Abstract
Myelodysplastic syndrome (MDS) is a life-threatening disease in which malignant bone marrow cells fail to differentiate, resulting in anemia, cytopenia, and risk of progression to acute myeloid leukemia (AML). T cell-based therapies have great potential in treating AML/MDS, given that allogeneic stem cell transplantation (aSCT) can be curative in such settings. This is at least in part, due to the graft-vs-leukemia (GvL) effect, in which T cells within the donor graft recognize and target antigens on leukemia cells. Unfortunately, aSCT is associated with considerable morbidity and mortality, as donor T cells may also recognize antigens expressed by non-malignant tissues and kill them, leading to graft-vs-host disease (GvHD). A T cell-based therapy that targets an AML/MDS-exclusive antigen has the potential to eliminate leukemic cells while sparing healthy tissues.

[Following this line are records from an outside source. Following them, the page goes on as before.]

PR #3424, opened 2024-01-31
[CIVIS-8604] APM source code integration

anmarchenko:
**2.0 Upgrade Guide notes**
In order to use the new source code integration feature set the following environment variables:
- DD_GIT_REPOSITORY_URL
- DD_GIT_COMMIT_SHA 

**What does this PR do?**
Adds source code integration tags to APM traces according to the following requirements:
- if DD_GIT_REPOSITORY_URL env var is defined, its value should be sanitized by removing possible URL credentials (user/password information if it can be successfully parsed into an URL) and set in the _dd.git.repository_url of the first span of every trace chunk
- if DD_GIT_COMMIT_SHA env var is defined, its value should be set in _dd.git.commit.sha of the first span of every trace chunk

**Additional Notes:**
Why are we not using trace_operation.set_tags?

Trace-level tags are being set in the **root span** of the trace, not the **first span** as defined by the requirements. Moreover, if flush is partial then these tags are not set at all:

```ruby
    def set_trace_tags!
      # If the root span wasn't specified, don't set this. We don't want to
      # misset or overwrite the tags of a span that is in the middle of the
      # trace.
      return if partial?

      root_span.set_tags(trace.send(:meta))
      root_span.set_tags(trace.send(:metrics))
    end
```

In order to provide 100% compatibility with Datadog APM backend without edge cases I decided to implement additional logic in `Datadog::Tracing::Transport::TraceFormatter` to set git tags for the first span of trace that is being serialized.

**How to test the change?**
Tested using system-tests locally
From junit report:

```xml
<testcase classname="tests.parametric.test_tracer.Test_TracerSCITagging" name="tests.parametric.test_tracer.Test_TracerSCITagging.test_tracer_repository_url_environment_variable[library_env0]" time="0.048">
<properties>
<property name="dd_tags[systest.case.outcome]" value="passed" />
<property name="dd_tags[systest.case.skip_reason]" value="" />
</properties>
</testcase>
```

**For Datadog employees:**

### DIFF
--- a/lib/datadog/core/environment/git.rb
+++ b/lib/datadog/core/environment/git.rb
@@ -8,15 +8,13 @@ module Datadog
     module Environment
       # Retrieves git repository information from environment variables
       module Git
-        module_function
-
-        def git_repository_url
+        def self.git_repository_url
           return @git_repository_url if defined?(@git_repository_url)
 
           @git_repository_url = Utils::Url.filter_basic_auth(ENV[Datadog::Core::Git::Ext::ENV_REPOSITORY_URL])
         end
 
-        def git_commit_sha
+        def self.git_commit_sha
           return @git_commit_sha if defined?(@git_commit_sha)
 
           @git_commit_sha = ENV[Datadog::Core::Git::Ext::ENV_COMMIT_SHA]
--- a/lib/datadog/core/environment/git.rb
+++ b/lib/datadog/core/environment/git.rb
@@ -1,0 +1,27 @@
+# frozen_string_literal: true
+
+require_relative '../git/ext'
+require_relative '../utils/url'
+
+module Datadog
+  module Core
+    module Environment
+      # Retrieves garbage collection statistics
+      module Git
+        module_function
+
+        def git_repository_url
+          return @git_repository_url if defined?(@git_repository_url)
+
+          @git_repository_url = Utils::Url.filter_sensitive_info(ENV[Datadog::Core::Git::Ext::ENV_REPOSITORY_URL])
+        end
+
+        def git_commit_sha
+          return @git_commit_sha if defined?(@git_commit_sha)
+
+          @git_commit_sha = ENV[Datadog::Core::Git::Ext::ENV_COMMIT_SHA]
+        end
+      end
+    end
+  end
+end
--- a/lib/datadog/core/environment/git.rb
+++ b/lib/datadog/core/environment/git.rb
@@ -6,14 +6,14 @@ require_relative '../utils/url'
 module Datadog
   module Core
     module Environment
-      # Retrieves garbage collection statistics
+      # Retrieves git repository information from environment variables
       module Git
         module_function
 
         def git_repository_url
           return @git_repository_url if defined?(@git_repository_url)
 
-          @git_repository_url = Utils::Url.filter_sensitive_info(ENV[Datadog::Core::Git::Ext::ENV_REPOSITORY_URL])
+          @git_repository_url = Utils::Url.filter_basic_auth(ENV[Datadog::Core::Git::Ext::ENV_REPOSITORY_URL])
         end
 
         def git_commit_sha
--- a/lib/datadog/core/utils/url.rb
+++ b/lib/datadog/core/utils/url.rb
@@ -1,0 +1,17 @@
+# frozen_string_literal: true
+
+module Datadog
+  module Core
+    module Utils
+      # Helpers class that provides methods to proces URLs
+      # such as filtering sensitive information.
+      module Url
+        def self.filter_sensitive_info(url)
+          return nil if url.nil?
+
+          url.gsub(%r{((https?|ssh)://)[^/]*@}, '\1')
+        end
+      end
+    end
+  end
+end
--- a/lib/datadog/core/utils/url.rb
+++ b/lib/datadog/core/utils/url.rb
@@ -1,15 +1,23 @@
 # frozen_string_literal: true
 
+require 'uri'
+
 module Datadog
   module Core
     module Utils
-      # Helpers class that provides methods to proces URLs
+      # Helpers class that provides methods to process URLs
       # such as filtering sensitive information.
       module Url
-        def self.filter_sensitive_info(url)
+        def self.filter_basic_auth(url)
           return nil if url.nil?
 
-          url.gsub(%r{((https?|ssh)://)[^/]*@}, '\1')
+          URI(url).tap do |u|
+            u.user = nil
+            u.password = nil
+          end.to_s
+        # Git scheme: git@github.com:DataDog/dd-trace-rb.git
+        rescue URI::InvalidURIError
+          url
         end
       end
     end
--- a/lib/datadog/profiling/ext.rb
+++ b/lib/datadog/profiling/ext.rb
@@ -23,6 +23,8 @@ module Datadog
           FORM_FIELD_TAG_RUNTIME_VERSION = 'runtime_version'
           FORM_FIELD_TAG_SERVICE = 'service'
           FORM_FIELD_TAG_VERSION = 'version'
+          FORM_FIELD_TAG_GIT_REPOSITORY_URL = 'git.repository_url'
+          FORM_FIELD_TAG_GIT_COMMIT_SHA = 'git.commit.sha'
 
           PPROF_DEFAULT_FILENAME = 'rubyprofile.pprof'
           CODE_PROVENANCE_FILENAME = 'code-provenance.json'
--- a/lib/datadog/profiling/ext.rb
+++ b/lib/datadog/profiling/ext.rb
@@ -23,8 +23,8 @@ module Datadog
           FORM_FIELD_TAG_RUNTIME_VERSION = 'runtime_version'
           FORM_FIELD_TAG_SERVICE = 'service'
           FORM_FIELD_TAG_VERSION = 'version'
-          FORM_FIELD_TAG_GIT_REPOSITORY_URL = 'git.repository_url'
-          FORM_FIELD_TAG_GIT_COMMIT_SHA = 'git.commit.sha'
+          TAG_GIT_REPOSITORY_URL = 'git.repository_url'
+          TAG_GIT_COMMIT_SHA = 'git.commit.sha'
 
           PPROF_DEFAULT_FILENAME = 'rubyprofile.pprof'
           CODE_PROVENANCE_FILENAME = 'code-provenance.json'
--- a/lib/datadog/profiling/tag_builder.rb
+++ b/lib/datadog/profiling/tag_builder.rb
@@ -2,14 +2,12 @@
 
 require_relative '../core/utils'
 require_relative '../core/environment/git'
-require_relative '../core/git/ext'
 
 module Datadog
   module Profiling
     # Builds a hash of default plus user tags to be included in a profile
     module TagBuilder
       include Datadog::Profiling::Ext::Transport::HTTP # Tag name constants
-      include Datadog::Core::Git::Ext # Git tags constants
 
       def self.call(
         settings:,
@@ -47,8 +45,8 @@ module Datadog
         tags[FORM_FIELD_TAG_ENV] = env if env
         tags[FORM_FIELD_TAG_SERVICE] = service if service
         tags[FORM_FIELD_TAG_VERSION] = version if version
-        tags[TAG_REPOSITORY_URL] = git_repository_url if git_repository_url
-        tags[TAG_COMMIT_SHA] = git_commit_sha if git_commit_sha
+        tags[FORM_FIELD_TAG_GIT_REPOSITORY_URL] = git_repository_url if git_repository_url
+        tags[FORM_FIELD_TAG_GIT_COMMIT_SHA] = git_commit_sha if git_commit_sha
 
         # Make sure everything is an utf-8 string, to avoid encoding issues in native code/libddprof/further downstream
         user_tags.merge(tags).map do |key, value|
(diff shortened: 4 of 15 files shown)


lib/datadog/core/utils/url.rb
```diff
@@ -0,0 +1,17 @@
+# frozen_string_literal: true
+
+module Datadog
+  module Core
+    module Utils
+      # Helpers class that provides methods to process URLs
+      # such as filtering sensitive information.
+      module Url
+        def self.filter_sensitive_info(url)
```
ekump, line 9: @marcotc or @TonyCTHsu do we not already have something to handle scrubbing sensitive info from urls?

TonyCTHsu: If we are only concerned with basic auth, I would prefer leveraging `URI` object instead regex.

```ruby
          URI.parse(url).tap do |u|
            u.user = nil
            u.password = nil
          end.to_s
```

This implement is only failing the test example `without protocol and without credentials`, but I think raising `URI::InvalidURIError` is correct since it is indeed not a URI.

TonyCTHsu: BTW, it looks like `Datadog::Tracing::Contrib::Utils::Quantization` does not contain functionality to filter out basic auth info.

anmarchenko: yeah, we can use URI approach here, as long as I make the specification tests pass

TonyCTHsu (approved):

lib/datadog/core/environment/git.rb
```diff
@@ -0,0 +1,27 @@
...
+  module Core
+    module Environment
+      # Retrieves git repository information from environment variables
+      module Git
+        module_function
+
+        def git_repository_url
+          return @git_repository_url if defined?(@git_repository_url)
+
+          @git_repository_url = Utils::Url.filter_basic_auth(ENV[Datadog::Core::Git::Ext::ENV_REPOSITORY_URL])
```
ivoanjo, line 16: I suspect this can be a bit expensive...

As we're exposing `Git.git_repository_url` as a stateless helper function, this means that once per call, we're going to be reparsing/filtering the same repository url that never changes. Furthermore, when it's in git scheme (as per `url.rb`), we'll be throwing and handling an exception.

Ideally we would do this validation once (perhaps as part of the settings system?) and then reuse the known-to-be-valid value after that.

anmarchenko: Calling this parsing logic every time git_repository_url is called wasn't my intention at all. From my tests I see that caching in the module variable works and this code is called once per process, so it returns cached `@git_repository_url` every time. You can see here I have to remove these cached variables with some magic in tests in order to test different scenarios: https://github.com/DataDog/dd-trace-rb/pull/3424/files#diff-b489b0fca6f1f662bc61fa750ef1f1fbbe60e8fa7894e99b13606d1d05140ba0R8

So my intention is to write code that will be executed **at most once** per process. I chose for this the same approach that you implemented for ClassCount:

```ruby
module Datadog
  module Core
    module Environment
      # Retrieves number of classes from runtime
      module ClassCount
        def self.value
          ::ObjectSpace.count_objects[:T_CLASS]
        end

        def self.available?
          return @class_count_available if defined?(@class_count_available)

          @class_count_available =
            ::ObjectSpace.respond_to?(:count_objects) && ::ObjectSpace.count_objects.key?(:T_CLASS)
        end
      end
    end
  end
end
```

Please tell me if this does not work as intended and the ClassCount optimization was done with a different goal in mind.

anmarchenko: @ivoanjo please tell me if this approach would also work for profiling to reuse this info and if not, I am happy to make changes so that it works for every product

TonyCTHsu: > Git.git_repository_url as a stateless helper function 

I think this is not correct. Although naming with `util` suggest it is a stateless helper function, but the value is cached by its implementation. 

I think the performance impact should not be blocking this implementation.

ivoanjo: Ah, derp, you're completely right. It does work as you state :)

The one case it wouldn't ~exactly work like that is module inclusion. I've been trying to avoid the use of `module_function`, since I don't think it makes any sense at all that you can `include Core::Environment::Git` anywhere to directly access `@git_repository_url`. And that one would mean the cache would belong to every instance of whatever class included that module.

I actually got rid of `module_function` in the file you shared exactly for that reason.

---

(More as a generic comment, I think needing to `remove_instance_variable` in the tests is a code smell and in general I still kinda favour having state in objects, not class/modules BUT it's not like this pattern isn't in use in a lot of places in ddtrace, so I'm ok with saying "let's fix it another day).

ivoanjo: > @ivoanjo please tell me if this approach would also work for profiling to reuse this info and if not, I am happy to make changes so that it works for every product

Yeah, it works. If you want to take a stab at the profiling part (and I'd thank you), the right place to modify is: 
https://github.com/DataDog/dd-trace-rb/blob/master/lib/datadog/profiling/tag_builder.rb

Let me know / happy to help if you run into any troubles with it.

anmarchenko: Yeah, I will be happy to do it in TagBuilder too and I will also remove `module_function` too.

I hate using `remove_instance_variable` too, but I think here we have a tradeoff between needs to keep global state somewhere/test the code/make it performant.

lib/datadog/profiling/tag_builder.rb
```diff
@@ -1,12 +1,15 @@
 # frozen_string_literal: true
 
 require_relative '../core/utils'
+require_relative '../core/environment/git'
+require_relative '../core/git/ext'
 
 module Datadog
   module Profiling
     # Builds a hash of default plus user tags to be included in a profile
     module TagBuilder
```
anmarchenko, line 10: @ivoanjo could you review these changes? I tried to follow the conventions I saw in this file but I am not sure if I'm doing it correctly

spec/datadog/profiling/tag_builder_spec.rb
```diff
@@ -78,5 +78,33 @@
...
+
+      context 'when git environment is not available' do
+        before do
+          allow(Datadog::Core::Environment::Git).to receive(:git_repository_url).and_return(nil)
+          allow(Datadog::Core::Environment::Git).to receive(:git_commit_sha).and_return(nil)
+        end
+
+        it 'includes the git repository URL and commit SHA' do
+          expect(call).to_not include('_dd.git.repository_url', '_dd.git.commit.sha')
+        end
```
ivoanjo, line 106: I suspect this is incorrect...

The `_dd.` prefix I think is only for tracing? Looking at the [source code integration docs for Ruby](https://docs.datadoghq.com/integrations/guide/source-code-integration/?tab=ruby) the correct names should be `git.repository_url` and `git.commit.sha`.

I just tried it locally, by quickly doing this

```diff
-        tags[TAG_REPOSITORY_URL] = git_repository_url if git_repository_url
-        tags[TAG_COMMIT_SHA] = git_commit_sha if git_commit_sha
+        tags['git.repository_url'] = git_repository_url if git_repository_url
+        tags['git.commit.sha'] = git_commit_sha if git_commit_sha
```

and it worked for me.

Here's a [quick link to the profiles I got](https://ddstaging.datadoghq.com/profiling/search?query=service%3Aivoanjo-testing%2A%20&env=staging&my_code=disabled&service=ivoanjo-testing-new&version=2&viz=stream&start=1708005474337&end=1708009074337&paused=false):

* `ivoanjo-testing-old` works, sets the `DD_TAGS` manually
* `ivoanjo-testing-new` is this PR, doesn't work
* `ivoanjo-testing-new-no-prefix` is this PR + the change above

image

lib/datadog/profiling/tag_builder.rb
ivoanjo: See https://github.com/DataDog/dd-trace-rb/pull/3424/#discussion_r1491157422 :)

spec/datadog/profiling/tag_builder_spec.rb
ivoanjo: I... think the `_dd.` prefix for tracing is just a "flag" to tell the backend this is internal stuff to now show by default in the UX, but I'm not 100% sure ;)

anmarchenko: @ivoanjo fixed

lib/datadog/profiling/ext.rb
```diff
@@ -23,6 +23,8 @@ module HTTP
           FORM_FIELD_TAG_RUNTIME_VERSION = 'runtime_version'
           FORM_FIELD_TAG_SERVICE = 'service'
           FORM_FIELD_TAG_VERSION = 'version'
+          FORM_FIELD_TAG_GIT_REPOSITORY_URL = 'git.repository_url'
```
anmarchenko, line 26: @ivoanjo I am not sure if these constants should be called `FORM_FIELD_*` but others in these file are

anmarchenko: on the other hand I start to think that constants in Core must not have the `_dd` prefix if it is only for tracing

so in this case I would use Core::Git::Ext::GIT_REPOSITORY_URL for profiling and then append '_dd.' prefix when formatting traces in tracing component

wdyt?

spec/datadog/profiling/tag_builder_spec.rb
ivoanjo: Thanks, [can confirm it works](https://ddstaging.datadoghq.com/profiling/search?query=service%3Aivoanjo-testing%2A%20&env=staging&event=AgAAAY2xV_V1B-Lw9QAAAAAAAAAYAAAAAEFZMnhWX2FwQUFEVjJvRWVVN3hYblFBQQAAACQAAAAAMDE4ZGIxNTgtMDQyNy00NDdhLWE1Y2EtYmE5OTYwMmYwZDg3&my_code=disabled&p_tl_tb=1708077344531000064&p_tl_tf_f_1=3866099968&p_tl_tf_us_0=0&p_tl_tf_us_1=3866099968&profileId=AY2xV_apAADV2oEeU7xXnQAA&profileViz=flame_graph&service=ivoanjo-testing-new&version=2&viz=stream&start=1708073757483&end=1708077357483&paused=false)!

lib/datadog/profiling/ext.rb
anmarchenko: @ivoanjo I renamed the constants - now ready for a next pass :)

lib/datadog/tracing/transport/trace_formatter.rb
```diff
@@ -203,6 +226,14 @@ def find_root_span(trace)
...
           root_span || trace.spans.last
         end
+
+        def git_repository_url
+          Core::Environment::Git.git_repository_url
+        end
+
+        def git_commit_sha
+          Core::Environment::Git.git_commit_sha
+        end
```
ivoanjo, line 236: Minor: Maybe it's just me, but it seems weird to add ~8 lines of code to be able to write `git_repository_url/git_commit_sha` instead of directly calling `Core::Environment::Git.git_repository_url/git_commit_sha` above? :eyes:

lib/datadog/tracing/transport/trace_formatter.rb
```diff
@@ -54,6 +60,11 @@ def format!
           tag_sampling_priority!
           tag_profiling_enabled!
 
+          return trace unless first_span
+
+          tag_git_repository_url!
+          tag_git_commit_sha!
+
           trace
```
ivoanjo, line 68: Minor: It's very much stylistic thing, but at least for me this seems to read a bit better?

```suggestion
          if first_span
            tag_git_repository_url!
            tag_git_commit_sha!
          end

          trace
```

Also -- I'm not quite sure I understand, when would a trace not have any spans? (e.g. `trace.spans.first == nil`)

spec/datadog/tracing/transport/trace_formatter_spec.rb
```diff
@@ -96,7 +120,8 @@
         it do
           is_expected.to have_attributes(
             trace: trace,
-            root_span: root_span
+            root_span: root_span,
+            first_span: first_span
```
ivoanjo, line 124: Minor: This... kinda seems like coupling on an internal detail, e.g. if we ever decide to access the `first_span` directly instead of keeping it as an instance variable, it's kinda weird to have to change the tests?

ivoanjo (approved):
:+1: LGTM

Two notes:
* Since this touches a few things on the tracing side, probably worth getting a :+1: from one of the tracing folks
* Would it be worth to backport this to master? E.g. otherwise announcing this to customers/updating our docs will be delayed until whenever 2.0 is available >_>

lib/datadog/tracing/transport/trace_formatter.rb
anmarchenko: yes, it is not worth it to add these methods

About the points above: we reviewed this with @TonyCTHsu and he ack'd this feature from Tracing side
I will backport it to master as soon as I merge it to 2.0 later today

anmarchenko: no, actually I found the reason I did
this looks awful:

```ruby
        def tag_git_repository_url!
          return if Core::Environment::Git.git_repository_url.nil?

          first_span.set_tag(Core::Git::Ext::TAG_REPOSITORY_URL, Core::Environment::Git.git_repository_url)
        end
```

ivoanjo: Still looks better than having two extra methods IMHO but I'll leave the final decision up to you since it's a very small detail ;)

Most known antigens expressed by AML/MDS are also expressed by healthy myeloid cells, and targeting them risks myeloablation. An ideal target would be 1.) exclusively expressed by leukemia cells, including leukemic stem cells (LSCs), 2.) expressed by all leukemia cells, and 3.) necessary and sufficient for leukemogenesis. Somatic mutations in genes encoding spliceosomal machinery are common in MDS and have the potential to generate such neoantigens. In particular, a conserved missense mutation encoding a K700E substitution in SF3B1 is present in about 20% of patients with MDS, and approximately 80% of patients with MDS with ringed sideroblasts (MDS-RS). SF3B1 K700E-mutant MDS has been proposed to be a distinct disease entity in which the SF3B1 mutation is a necessary, disease-initiating event. Further, SF3B1 K700E mutations are broadly detected across the spectrum of myeloid neoplasms from clonal hematopoiesis (CH) to relapsed/refractory AML and are associated with worse overall survival (OS) in the latter.
Here, we demonstrate that the SF3B1 K700E contains a peptide that binds HLA-A*02:01 and is bona fide leukemia-restricted T cell target. HLA binding prediction models were used to identify putative HLA binders containing the SF3B1 K700E mutation; GLVDEQQEV (wild type sequence GLVDEQQKV) was predicted to bind HLA-A*02:01, the most common HLA-A allele. We cultured CD8 T cells from healthy donor repertoires with SF3B1 K700E peptide to expand out putative SF3B1 K700E:HLA-A*02:01-specific T cells. SF3B1 K700E:A*02:01-tetramer binding cells were sorted and TCR sequenced, and TCR sequences were inserted into retroviral vectors to make TCR-T cells. Peptide dose-response expeirments with TCR-T cells identified a highly potent TCR (functional avidity < 1nM, approximating anti-viral potency) which discriminated between the mutant and wild type SF3B1 peptides with a 4 order of magnitude preference. Both CD8+ and CD4+ TCR-T cells were robustly activated in the presence of antigen, demonstrating the potency and CD8-independence of the TCR.
Co-culture cytoxocity experiments demonstrated that TCR-T cells specifically kill HLA-A*02:01, SF3B1-K700E mutant cell lines (in which SF3B1 K700E expression was either knocked-in to a single SF3B1 locus or endogenously expressed by the cell line) while sparing both HLA-A*02:01 negative and HLA-A*02:01 positive, SF3B1 WT cell lines. Sequencing experiments demonstrated that SF3B1 K700E was expressed in LSCs, and TCR-T cells were activated by culture with patient-derived SF3B1 K700E mutant primary AML/MDS (but not with SF3B1 WT AML/MDS) demonstrating that SF3B1 K700E peptide is a bona fide, patient-relevant leukemia antigen. Xscan amino acid scanning experiments tiling all possible single amino acid substitutions were performed to generate a TCR recognition motif, which was used as a ScanProsite query against the human proteome to identify possible off-target antigens for the TCR. While 18 motif matching peptides were identified in the human proteome, none activated TCR-T cells, demonstrating the exquisite specificity of the TCR.
Finally, we generated an SF3B1 K700E mutant knock-in U937 cell line, and evaluated efficacy of the TCR against the leukemia in vivo in an NSG CDX-mouse model. Mice adoptively transferred with SF3B1 K700E specific T cells demonstrated increased survival compared to mice transferred with irrelevant TCRs. In summary, we report that the SF3B1 K700E mutation yields an HLA-A*02:01 restricted AML/MDS-specific neoantigen, and that TCR-T cells targeting this mutation selectively kill leukemia.